Create three empty transforms. Call them "doNotTouch", "controls", and "skeleton". Parent the skeleton under the skeleton group.

Now duplicate the wrist joint and unparent it from the hierarchy (press shift-"P"). Delete all of it's children. Name it "wristCtrl".

Select the moveRotateCtrl (the curve for the wrist) and press the down arrow to select it's shape node. Shift-select (in the outliner Ctrl-select) the wristCtrl and type "parent -r -s;". This will parent the curve's shape to the joint we'll use as the wrist control. Now delete the remaining transform.



Add a float attribute "local" to the wristCtrl with a max of 1 and a min of 0. Here is the mel command:
addAttr -ln "local" -at "float" -min 0 -hnv 1 -max 1 -hxv 1 -k 1 "wristCtrl";

Do NOT freeze transform it! Rather select the wristCtrl and press the grp button. Parent the new group under the controls transform.

Now the elbowCtrl. Parent it to the elbow joint (or lower arm etc.) and set the translate and rotate attrs to 000. Unparent with shift-"P" and, with it selected, press the grp button. Parent the new group to the controls transform.



Create an ik (rp) handle from the up arm (humerus, shoulder or whatever you call it) to the wrist. Do it through the outliner with ctrl-selecting the second joint. Name the ik handle "arm_ikHandle".

Polevector constrain the arm_ikHandle to the elbowCtrl. Parent the arm_ikHandle to the wristCtrl. Don't worry if your joints flip... just move the elbowCtrl a little and set it back to 000 translates (seems to be a bug in 4.5). Now set the "visibility" attr of the arm_ikHandle to 0 and lock it.
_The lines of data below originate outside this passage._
PR #2585, opened 2023-05-15
[R] Add argc and argv multi-argument typemap.

erezgeva:
Need a fix on rtypecheck.

Currently under Debug.

### DIFF
--- a/Examples/test-suite/argcargvtest.i
+++ b/Examples/test-suite/argcargvtest.i
@@ -1,6 +1,6 @@
 %module argcargvtest
 
-#if !defined(SWIGOCAML) && !defined(SWIGR)
+#ifndef SWIGOCAML
 %include <argcargv.i>
 
 %apply (int ARGC, char **ARGV) { (size_t argc, const char **argv) }
--- a/Examples/test-suite/r/argcargvtest_runme.R
+++ b/Examples/test-suite/r/argcargvtest_runme.R
@@ -1,0 +1,46 @@
+clargs <- commandArgs(trailing=TRUE)
+source(file.path(clargs[1], "unittest.R"))
+dyn.load(paste("argcargvtest", .Platform$dynlib.ext, sep=""))
+source("argcargvtest.R")
+cacheMetaData(1)
+
+largs = c("hi", "hola", "hello")
+unittest(3, mainc(largs))
+
+targs = c("hi", "hola")
+unittest("hi", mainv(targs, 0))
+unittest("hola", mainv(targs, 1))
+
+# R convert the string to a string vector with a single string.
+# So instead of exception we simply get null
+unittest(NULL, mainv("hello", 1))
+
+tryCatch({
+    mainv(c(1, 2, 3), 1)
+    # force an error if the previous line doesn't raise an exception
+    stop("Test Failure A")
+}, error = function(e) {
+    if (e$message == "Test Failure A") {
+      # Raise the error again to cause a failed test
+      stop(e)
+    }
+    message("PASS")
+})
+
+initializeApp(largs)
+initializeApp(largs, TRUE)
+
+# Check that an empty array works.
+empty_args = c()
+unittest(0, mainc(empty_args))
+
+# check dispatcher with empty array.
+initializeApp(empty_args)
+initializeApp(empty_args, FALSE, TRUE)
+
+# Check that empty strings are handled.
+empty_string = c("hello", "", "world")
+unittest(3, mainc(empty_string))
+unittest("hello", mainv(empty_string, 0))
+unittest("", mainv(empty_string, 1))
+unittest("world", mainv(empty_string, 2))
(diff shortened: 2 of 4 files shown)


ojwb:
A couple of notes for when you get this working:

I spotted a bug in the octave `argcargv.i` implementation which needs to copy the string data but wasn't doing so and as a result every entry in the argv passed to C/C++ was actually the final string from the octave array.  The testcase was only testing the value of a last entry so missed this bug.  I've modified all the existing `argcargvtest_runme.*` to test the first entry too - it would be good to copy that extra coverage over for R.

Some of the implementations accepted an empty target language array whereas others explicitly rejected it.  It seems valid for the array to be empty (resulting in `argc == 0` and `argv[0] == NULL` on the C/C++ side) so I've fixed the target languages which didn't allow this _(*)_, and added test coverage for this for all languages.  It ought to work and have test coverage for R too.

---
_(*) Looking at 4ba7e68c286e38b0ae8a4db5028e7ec4b5172538 I see I didn't finish this for D, and the testcase change for it is commented out - I'll push a fix for that soon._

erezgeva:
> A couple of notes for when you get this working:
> 
> I spotted a bug in the octave `argcargv.i` implementation which needs to copy the string data but wasn't doing so and as a result every entry in the argv passed to C/C++ was actually the final string from the octave array. The testcase was only testing the value of a last entry so missed this bug. I've modified all the existing `argcargvtest_runme.*` to test the first entry too - it would be good to copy that extra coverage over for R.
> 
> Some of the implementations accepted an empty target language array whereas others explicitly rejected it. It seems valid for the array to be empty (resulting in `argc == 0` and `argv[0] == NULL` on the C/C++ side) so I've fixed the target languages which didn't allow this _(*)_, and added test coverage for this for all languages. It ought to work and have test coverage for R too.
> 
> _(*) Looking at [4ba7e68](https://github.com/swig/swig/commit/4ba7e68c286e38b0ae8a4db5028e7ec4b5172538) I see I didn't finish this for D, and the testcase change for it is commented out - I'll push a fix for that soon._

@ojwb 
Thanks for catching these bugs and adding more testings :-)
As for R, it have an issue with the `rtypecheck` typemap.
It does not use it properly, as a result the dispatch of `initializeApp()` always fail.

I though fixing the using of `rtypecheck` typemap in R.
Once it is works properly, I will update the R `runme` to follow other `argcargvtest_runme` tests.
And ensure R `argcargv.i` works the same as other languages.

erezgeva:
I think I found the missing `rtypecheck` in r`.cxx`.
Once the test pass, I will create proper patches.

R also use `NULL` for empty array like D lang.
Probably this idea is more spread ...

erezgeva:
@wsfulton
I saw this message in ``Source/Modules/r.cxx":
`Below should be migrated into rtypecheck typemaps`

I add `%typemap(rtypecheck)`, so perhaps we now can?

erezgeva:
@ojwb

Ready for merge.

OCaml does not have ARGC ARGV typemap,
There is probably a good reason to remove this language.
There is no way to pass string array from OCaml to Swig wrapper.

ojwb:
Gah, I'm in the middle of merging this and you've just updated it.

If you're still working on a branch, please don't say it's "Ready to merge".

ojwb:
Rebasing at this point is actively unhelpful - please stop changing things here unless there's actually something which should hard block the merge.  Improvements and minor fixes we can apply fixes afterwards.

erezgeva:
> Rebasing at this point is actively unhelpful - please stop changing things here unless there's actually something which should hard block the merge. Improvements and minor fixes we can apply fixes afterwards.

OK, I stop.
I think it is in a good shape.

ojwb:
OK, merged.

I did a `git merge --squash` of the PR branch on top of my merge and included that in the push, so I think all your changes are included, but it needed significant manual resolving of conflicts so probably worth you checking.

I noticed while merging that we weren't `NULL` terminating `argv` in the empty array case for R (which your refactor also fixed) and for C# at all, so I've fixed those and added test coverage to check we get this right for all the target languages in 8a73e25fe2a1bd1bbffb052d47891238287aea7d.

erezgeva:
> OK, merged.
> 
> I did a `git merge --squash` of the PR branch on top of my merge and included that in the push, so I think all your changes are included, but it needed significant manual resolving of conflicts so probably worth you checking.
> 
> I noticed while merging that we weren't `NULL` terminating `argv` in the empty array case for R (which your refactor also fixed) and for C# at all, so I've fixed those and added test coverage to check we get this right for all the target languages in [8a73e25](https://github.com/swig/swig/commit/8a73e25fe2a1bd1bbffb052d47891238287aea7d).

I compared `Lib/r/argcargv.i`. 
The only different is I removed the `noblock` attribute from `%typemap(in)`, as C forbids defining variables in a middle of a block. (We run tests in C++ only).

As for `NULL` terminating, I probably missed it. Nice catch!

Thanks for merging, enhancing, finding bugs and your time.
Erez

ojwb:
> The only different is I removed the `noblock` attribute from `%typemap(in)`, as C forbids defining variables in a middle of a block. (We run tests in C++ only).

Oops, pushed a fix for that.

It would probably also fail for C++ if the typemap applied twice to the same function due to declaring a variable which is already declared in that scope.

Duplicate the wristCtrl and name the duplicate "wristCtrl_orient". Delete all it's children (including the shape).

Select the wristCtrl_orient, press the const button, and choose "orient". Parent the new node under the elbow joint (the one above the wrist joint).



With the connection editor connect the three rotates of the wristCtrl_orient to the three jointOrient attrs of the wristCtrl. That's why we used a joint as the wrist control and not a simple curve.



Set the "visibility" attr of the wristCtrl_orient to 0 and lock it.

Select the wrist joint, press the const button, and choose "orient". Parent the new transform under the wristCtrl.

Now the setup should already be working!

To get the "local" attr to work, just select the wristCtrl_orient again, press the const button, and choose "orient". Parent the new transform under the doNotTouch group. Now select this new transform again and press the grp button.

Create a reverse node (createNode reverse;) and connect the "local" attr of the wristCtrl to inputX.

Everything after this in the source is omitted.